*WORK ITEM*: All of the data beneath this instruction is to be transcribed word for word.

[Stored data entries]
=== Section Start ===

PR #200, opened 2021-02-22
add linter rules to make sure jsx is the first import

NkxxkN:
Make sure that emotion `jsx` is imported as the first import when used in a file.

Fix issue with embedding components in a page.

### DIFF
--- a/eslint/index.js
+++ b/eslint/index.js
@@ -1,5 +1,23 @@
 module.exports = {
     rules: {
+
+        "jsx-first-import": {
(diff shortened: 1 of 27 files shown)


NkxxkN:
From [emotion doc](https://emotion.sh/docs/typescript)

image

My understanding is that if you import it after you imported a react element, the `css` property is not going to be recognised and transformed properly. 
That usually leads to 

```
<div css=[object Object] />
```
and no styling is applied.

=== Section End ===

*TASK RESULT*:
PR #200, opened 2021-02-22
add linter rules to make sure jsx is the first import

NkxxkN:
Make sure that emotion `jsx` is imported as the first import when used in a file.

Fix issue with embedding components in a page.

### DIFF
--- a/eslint/index.js
+++ b/eslint/index.js
@@ -1,5 +1,23 @@
 module.exports = {
     rules: {
+
+        "jsx-first-import": {
(diff shortened: 1 of 27 files shown)


NkxxkN:
From [emotion doc](https://emotion.sh/docs/typescript)

image

My understanding is that if you import it after you imported a react element, the `css` property is not going to be recognised and transformed properly. 
That usually leads to 

```
<div css=[object Object] />
```
and no styling is applied.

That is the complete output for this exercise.